Lawyers investigating the death of British weapons expert David Kelly have recalled the country's defense secretary Geoff Hoon and others to testify in the official government inquiry.
The inquiry began its second phase, having already reached into the highest levels of Prime Minister Tony Blair's government. Defense Secretary Geoff Hoon will have to return for a second time to be questioned by lawyers from the investigating commission, and others representing various people involved in the scandal.
Prime Minister Tony Blair's outgoing communications chief Alistair Campbell will also face another round of questioning.
Many analysts believe Secretary Hoon's job could be in jeopardy as a result of the scandal that has disturbed many Britons and caused Mr. Blair's approval ratings to tumble. Mr. Blair was questioned during the first phase of the inquiry, but was not called to testify again.
The public inquiry is focusing on government claims that Saddam Hussein's regime could deploy chemical and biological weapons in 45 minutes. Many Britons now believe the claim was untrue and that they were misinformed by the British government during the debate over whether to go to war in Iraq.
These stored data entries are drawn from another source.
PR #16, opened 2018-12-01
Sensible sln

simeoncran:
Make the solution more conventional for least surprise.

We'd previously been using MSBuild configurations to filter what was built. This was to allow us to _not_ build everything, but it confused first-timers and turned out not to be necessary. So with this change we're back to normal Debug and Release configurations.


Lottie-Windows/README.md
```diff
@@ -0,0 +1,4 @@
+# Lottie-Windows
+The Lottie-Windows project generates a NuGet package for use by UWP apps.
```
sohchatt: Windows apps

LottieViewer/README.md
```diff
@@ -0,0 +1,8 @@
+﻿# Lottie Viewer
+The Lottie Viewer project generates a simple UWP Windows Store app that renders and displays Lottie .json files. The tool is intended to help designers see how Lottie compositions look when rendered using Lottie-Windows.
```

BBC journalist Andrew Gilligan, who answered questions in the first phase of the inquiry, is set to testify again Wednesday. A story by Mr. Gilligan alleging that the British government had exaggerated the threat posed by Iraq before the war will be further scrutinized.
Mr. Gilligan eventually confirmed that respected weapons expert David Kelly was the source for his story. Mr. Kelly was found dead of an apparent suicide in July, and friends say he felt betrayed and under extreme pressure when his bosses at the Defense Ministry leaked his name to the press.
The issue has caused a rift between Mr. Blair's government and the BBC over the weapons claims, as the situation in Iraq has worsened and no banned weapons have been found.
The inquiry is expected to continue for several weeks and other witnesses could be called for questioning.